Prevenire e fronteggiare gli attentati dei terroristi dell’Isis è ben diverso dal contrastare gli attacchi degli anarco-insurrezionalisti o di comuni bande di facinorosi. Quando la spinta che muove gli attentatori è ideologica, come in questi ultimi due casi, gli artificieri sanno cosa ci si può aspettare. Il caso degli jihadisti dello Stato islamico, così come quello delle Farc colombiane, è più complesso, perché ci si trova di fronte a persone che sono in grado di utilizzare procedimenti e tattiche militari. Per questo i nostri soldati e le nostre forze dell’ordine si focalizzano sempre sul tipo di minaccia e si preparano per affrontare un nemico che è subdolo e invisibile.

«Mentre prima le fazioni terroristiche utilizzavano ordigni esplosivi convenzionali, ora che le forze armate che operano sui vari terreni hanno ripulito le zone dalla presenza di questi oggetti i terroristi sono costretti a ricorrere a miscugli esplosivi artigianali chiamati convenzionalmente ”homemade explosive” – spiega il capitano Marco Appodia, dal 2007 capo sezione bonifica ordigni esplosivi del centro di eccellenza -. I recenti attentati accaduti in Occidente ne sono un esempio. Per l’attentato alla metropolitana di Londra, ad esempio, fu utilizzato un ordigno di questo tipo. Per i terroristi è sempre più difficile trovare materie prime direttamente utilizzabili. Reperire una bomba da mortaio da piazzare in una grande città italiana è alquanto complicato».
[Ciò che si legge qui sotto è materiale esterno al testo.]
PR #684, opened 2026-08-14
add config "omero.web.annotation_order"

JoshuaFortriede:
This accepts values of 'namespace', 'date', or a list JSON list of namespaces.

This affects the order of the annotation groups (namespaces) in the right pane of the webclient. Currently the code hardcodes based on the namespace name. This allows to specify order based on the namespace name (default), date (of creation), or a JSON list. For the JSON list, it will order based on the list, and then default to the namespace name. 

This allows flexibility from system administrators on how they want to display the data to ensure the most relevant annotations are at the top without having to resort to ascii-ordered naming conventions.

**Examples:**
omero config set omero.web.annotation_order namespace
omero config set omero.web.annotation_order date
omero config set omero.web.annotation_order '["my_annotation/space/group4","my_annotation/space/sample2","my_annotation/space/group2"]'

### DIFF
--- a/omeroweb/settings.py
+++ b/omeroweb/settings.py
@@ -222,6 +222,7 @@ def check_session_engine(s):
         )
     return s
 
+
 def parse_annotation_order(value):
     try:
         parsed = json.loads(value)
@@ -231,6 +232,7 @@ def parse_annotation_order(value):
         pass
 
     return str(value)
+
 
 CUSTOM_HOST = CUSTOM_SETTINGS.get("Ice.Default.Host", "localhost")
 CUSTOM_HOST = CUSTOM_SETTINGS.get("omero.master.host", CUSTOM_HOST)
@@ -1017,7 +1019,7 @@ CUSTOM_SETTINGS_MAPPINGS = {
             "A value of 0 or -1 pre-selects All groups."
         ),
     ],
-    "omero.web.annotation_order":[
+    "omero.web.annotation_order": [
         "ANNOTATION_ORDER",
         "namespace",
         parse_annotation_order,
--- a/omeroweb/settings.py
+++ b/omeroweb/settings.py
@@ -222,6 +222,15 @@ def check_session_engine(s):
         )
     return s
 
+def parse_annotation_order(value):
+    try:
+        parsed = json.loads(value)
+        if isinstance(parsed, list):
+            return parsed
+    except Exception:
+        pass
+
+    return str(value)
 
 CUSTOM_HOST = CUSTOM_SETTINGS.get("Ice.Default.Host", "localhost")
 CUSTOM_HOST = CUSTOM_SETTINGS.get("omero.master.host", CUSTOM_HOST)
@@ -1006,6 +1015,16 @@ CUSTOM_SETTINGS_MAPPINGS = {
         (
             "ID of the group to pre-select in search form. "
             "A value of 0 or -1 pre-selects All groups."
+        ),
+    ],
+    "omero.web.annotation_order":[
+        "ANNOTATION_ORDER",
+        "namespace",
+        parse_annotation_order,
+        (
+            "Controls annotation ordering. "
+            "Allowed values are 'namespace', 'date', or a JSON list "
+            "of namespaces defining a custom order"
         ),
     ],
     "omero.web.ui.top_links": [
--- a/omeroweb/webclient/tree.py
+++ b/omeroweb/webclient/tree.py
@@ -2008,20 +2008,18 @@ def marshal_annotations(
     service_opts.setOmeroGroup(group_id)
 
     # Determine annotation order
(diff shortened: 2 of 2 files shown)


will-moore:
Hi @JoshuaFortriede - Thanks for your PR. I've included it in our daily build for testing...

Before I forget, we'll need a CLA form from you before we can accept a contribution to any of our GPL repos. Please see https://ome-contributing.readthedocs.io/en/latest/cla.html for info and instructions. Thanks.

JoshuaFortriede:
Signed and sent.

will-moore:
Testing on merge-ci...

With the PR merged and no config:

Screenshot 2026-08-19 at 15 04 50

After setting config:

```
$ omero config set omero.web.annotation_order '["openmicroscopy.org/mapr/phenotype","openmicroscopy.org/mapr/gene","openmicroscopy.org/omero/bulk_annotations"]'
```

I'm not seeing any change in the ordering, either in the UI or in the JSON response.
I'll test locally and see if I can debug...

will-moore:
This seems to be working fine with the same config (and similar annotations) on my local server:

Query generated is:

```
select oal from ImageAnnotationLink as oal
            join fetch oal.details.creationEvent
            join fetch oal.details.owner
            left outer join fetch oal.child as ch
            left outer join fetch oal.parent as pa
            join fetch ch.details.creationEvent
            join fetch ch.details.owner 
            left outer join fetch ch.file as file
            where pa.id in (:ids) and ch.class=MapAnnotation
            order by 
            case
                when ch.ns = 'openmicroscopy.org/mapr/phenotype' then 0
when ch.ns = 'openmicroscopy.org/mapr/gene' then 1
when ch.ns = 'openmicroscopy.org/omero/bulk_annotations' then 2
                else 999999
            end,
            ch.ns
```

Result is:

Screenshot 2026-08-19 at 15 43 11

will-moore:
This seems to be working fine (not sure why it's not working on merge-ci server...).

My slight concern is that it's a bit unexpected for the sorting to happen at the point of the DB query, while relying on the JavaScript rendering of the JSON-to-html to preserve the ordering of annotations.

https://github.com/ome/omero-web/blob/116a77766563756a351f2ec3f6cf98550c7f2cc8/omeroweb/webclient/static/webclient/javascript/ome.right_panel_mapanns_pane.js#L174

However, I appreciate that's the way the sorting is already defined *before* this PR. I just worry that in the future, I (or someone else) might choose to add sorting functionality in JavaScript (e.g. with a "sort by" chooser/button for users to pick their sorting) and then the sorting from this PR could get ignored/missed.

Maybe all it needs is some comment in the JS code above to say: "Annotations are ordered in the JSON response according to the `omero.web.annotation_order` setting and this should be preserved in the rendering".
Then, if we choose to move the sorting functionality to JavaScript, we can take that setting into account.

cc @knabar

pwalczysko:
> This seems to be working fine (not sure why it's not working on merge-ci server...).

Did you check that this PR is included ?

will-moore:
@pwalczysko Yes, looked at last commit at https://github.com/snoopycrimecop/omero-web/commit/6de07acf1880daf29c6a4cd890caeb7f0be40b6e which lists this PR as included.
Let's see tomorrow if rebuild has helped...
I see that merge-ci webclient is down now. It was OK after I last re-ran the OMERO-web job - not sure what's up...

will-moore:
This is working on the `merge-ci` server now. See #686 for explanation.

As I understand it, @knabar is happy with this PR.

cc @Tom-TBT may be interested in this feature.

For me, I'd just like to see a comment in the JavaScript as mentioned above, just so future devs are aware that order of annotations in the JSON should be preserved.

Tom-TBT:
Hi, thanks Will for the ping, and thanks @JoshuaFortriede for the PR.

It works as expected and I think it's useful.

Only without setting the parameter `omero.web.annotation_order`, there is an implicit default to alphabetical ordering. So alphabetical sorting should be a valid and documented option.

JoshuaFortriede:
@Tom-TBT, yes it defaults to alphabetical ordering of the namespace which is the current method. Is there a better way you would like this to be documented?

omeroweb/settings.py
```diff
@@ -1008,6 +1019,16 @@ def check_session_engine(s):
             "A value of 0 or -1 pre-selects All groups."
         ),
     ],
+    "omero.web.annotation_order": [
+        "ANNOTATION_ORDER",
+        "namespace",
+        parse_annotation_order,
```
Tom-TBT: @JoshuaFortriede I'm thinking here first, but also in the documentation https://omero.readthedocs.io/en/stable/sysadmins/config.html
How is this documentation updated @will-moore ? Is it in a repo?

will-moore (approved):
LGTM. Would be nice to have a comment in the JavaScript as mentioned above, but not a blocker.
@knabar Any feedback? Good to merge?

PR #687, opened 2026-09-03
Preserve formatting in script activity messages

TorecLuik:
## Summary

OMERO script `Message` outputs may contain multiline or whitespace-sensitive
content, such as reports, tracebacks, tables, and command output.

The Activities panel currently renders these messages as ordinary text,
causing newlines and repeated spaces to collapse.

This PR adds narrowly scoped styling for script result messages so that they:

- begin below the floated action buttons instead of flowing alongside them;
- preserve explicit newlines and repeated spaces while still allowing long lines to wrap;
- use a monospace font for predictable alignment;
- have a small visual separation from the script title.

The selector only targets messages in script activity rows. Other activity
types are unaffected.

I'll add it via `base_include_template`, but thought you might want it upstream too?

## Testing

Manually verified in a local OMERO.web deployment by loading the same CSS rule
through `omero.web.base_include_template`.

Tested with ordinary reports and a script that returns multiline ASCII
output through its `Message` result. Explicit whitespace is preserved, while
long output continues to wrap within the Activities panel.

A minimal test script is available at:
https://github.com/NL-BioImaging/cowscript/blob/master/Cow.py

## Screenshots

| Before | After |
| --- | --- |
| Script output before formatting fix | Script output after formatting fix |

### DIFF
--- a/omeroweb/webgateway/static/webgateway/css/ome.header.css
+++ b/omeroweb/webgateway/static/webgateway/css/ome.header.css
@@ -835,6 +835,14 @@ li.menu_back a {
 			    color: #666;
 			}
 
+			#activities_content tr.script .activity_title + .message {
+				clear: both;
+				display: block;
+				margin-top: 0.25rem;
+				white-space: pre-wrap;
+				font-family: ui-monospace, Consolas, "Liberation Mono", monospace;
+			}
+
 
 			#activities_panel tr.hidden {
 			    display: none;
@@ -1197,5 +1205,3 @@ li.menu_back a {
     left: 0;
     right: 0;
 }
-
-


will-moore:
Hi, thanks for the PR.

I'm not sure that we want to encourage the usage of long formatted message strings in the activities panel.

We recommend that you use `print("log message")` within the script. Any stdout from the script will be available to users under the info (i) icon in the activities panel.
Without your PR, and with your script modified to `print(cowsay(text))`, it looks like this (once you click the (i) button):

Screenshot 2026-09-03 at 14 03 11

With your PR we get a less compact layout, so we don't see so many Activities:

Screenshot 2026-09-03 at 14 01 02

However, I'm willing to accept that there is a use-case for what you're proposing, so maybe it's worth it.
I'll discuss with others and let you know what we decide...

NB: Before we can accept any contributions to the OME *GPL repos we need a Contributors License Agreement from you - see https://ome-contributing.readthedocs.io/en/latest/cla.html for details.

TorecLuik:
Fair enough, whatever you like. 

I found personally that I'd rather have info shown in the activities than behind the (i) button. 
As in, the (i) button feels to me more like a debug log - if I really want to see details. 

So it feels like low-hanging fruit to have a bit more style there - like accepting newlines as printed.

PR #691, opened 2026-09-17
Honor the configured login view when redirecting as the public user

sbesson:
When accessing a webclient URL with a `show=<object>-<id>` query parameter as the public user and the object is not found, the application is redirected to the login page for authentication. Consistently with other redirects, this fixes the redirect target to use settings.LOGIN_VIEW rather than the hardcoded weblogin which is the default OMERO.web login page.

This also updates every call to `HttpResponseRedirect` to includes an explicit `url_has_allowed_host_and_scheme` check for absolute URLs. This validation logic was previously delegated to `validate_redirect_url` but this pattern was flagged as a false positive by the CodeQL reports. Making the check explicit fixes the report  while the `validate_redirect_url` API remains available for downstream projects. 

This PR should be tested in a standard OMERO.web deployment configured with the public user both with the default login page as well as an alternate login workflow by setting the [omero.web.login_view](https://omero.readthedocs.io/en/stable/sysadmins/config.html#omero-web-login-view) configuration.

With the current release of OMERO.web, accessing a non existing object ID via `/webclient/?show=image-99999999` should redirect to `/webclient/login` in both scenario with the original path in the `url` query parameter. With this PR included, the same request should redirect to `/webclient/login` if `omero.web.login_view` is unset or the custom login page if `omero.web.login_view` page


omeroweb/webclient/views.py
```diff
@@ -174,19 +174,6 @@ def get_bool_or_default(request, name, default):
     return toBoolean(request.GET.get(name, default))
 
 
-def validate_redirect_url(url):
```
sbesson: Given it's a patch release, we should probably keep the helper method (and maybe deprecate it) as downstream consumers might depend on it.

will-moore:
With or without this PR, NO public user or login_view configured, `/webclient/?show=image-9999999` gets redirected to:

```
/webclient/login/?url=%2Fwebclient%2F%3Fshow%3Dimage-9999999
```

To test `login_view`, I simply chose an existing view that didn't need a login (rather than creating a custom login page):

```
$ omero config set omero.web.login_view api_versions
```

Without public user enabled, going to `/webclient/?show=image-9999999` gets redirected to

```
/api/?url=%2Fwebclient%2F%3Fshow%3Dimage-9999999
 ```

With the public user enabled but *without this PR*, the same URL gets (incorrectly) redirected to:

```
/webclient/login/?url=/webclient/?show=image-9999999
```

With the public user enabled *WITH this PR* the URL redirects to:

```
/api/?url=/webclient/?show=image-9999999
```
👍 

NB: both these don't encode the url in the same way that happens without public user at https://github.com/ome/omero-web/blob/52c47fd51495d54943e2170c51ad4637a51a5d3d/omeroweb/decorators.py#L232

Now, without `omero config set omero.web.login_view` set... with public user enabled, without this PR, redirects to:

```
/webclient/login/?url=/webclient/?show=image-9999999
```

and same redirect with this PR:

```
/webclient/login/?url=/webclient/?show=image-9999999
```

sbesson:
Thanks for the thorough testing @will-moore including the scenario where the public user is disabled. Is the table below an accurate summary of your testing with/without this PR under various configurations?

|  | OMERO.web 5.33.1 | OMERO.web PR 691 |
|---|---|---|
| omero.web.login_view unset, public user disabled | /webclient/login/?url=%2Fwebclient%2F%3Fshow%3Dimage-9999999 | /webclient/login/?url=%2Fwebclient%2F%3Fshow%3Dimage-9999999 |
| omero.web.login_view unset, public user enabled | /webclient/login/?url=/webclient/?show=image-9999999 | /webclient/login/?url=/webclient/?show=image-9999999 |
| omero.web.login_view set, public user disabled | /api/?url=%2Fwebclient%2F%3Fshow%3Dimage-9999999 | /api/?url=%2Fwebclient%2F%3Fshow%3Dimage-9999999 |
| omero.web.login_view set, public user enabled | /webclient/login/?url=/webclient/?show=image-9999999 | /api/?url=/webclient/?show=image-9999999 |

Can you think of any other scenario that would need to be adjusted?

will-moore (approved):
Yes, that looks correct 👍

knabar (approved):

La nuova minaccia è rappresentata anche dagli ordigni improvvisati con caricamento chimico e biologico. «È il caso dell’ordigno esplosivo che, quando esplode, invece di distruggere disperde un agente, un aggressivo come il cloro ad esempio. Siamo pronti a intervenire su questi tipi di ordigni con dotazioni individuali particolari – prosegue Appodia –. Ai militari e alle forze dell’ordine insegniamo a identificare combustibili, comburenti e precursori di più comune impiego».Soldati, carabinieri, poliziotti, finanzieri e forestali sono chiamati ogni giorno a monitorare, effettuare controlli e perquisizioni nelle abitazioni di potenziali terroristi.